PR #60, opened 2021-11-30
test(e2e): add kind and minikube tests

tylerslaton:
# Summary
Adding small e2e tests to start for kind and minikube. More incoming in future PR's but they're being separated for cognitive load.

# Additions
- e2e action
  - kind and minikube jobs
- `make run-local` target


.github/workflows/e2e.yaml
```diff
@@ -0,0 +1,45 @@
...
+        sudo apt-get install conntrack
+        curl -sLo minikube "$(curl -sL https://api.github.com/repos/kubernetes/minikube/releases/latest | jq -r '[.assets[] | select(.name == "minikube-linux-amd64")] | first | .browser_download_url')"
+        chmod +x minikube
+        sudo mv minikube /bin/
+    - name: Setup minikube
+      run: |
+        minikube config set vm-driver docker
+        minikube start
+    - name: Run Combo on minikube
+      run: make run-local RUN_LOCAL_TYPE=MINIKUBE
```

_WHAT YOU SHOULD DO:_
Counting only lines with the word "start" in them, say how many there are in the entries above, with no other words.

_SOLUTION FOR THIS TASK:_
2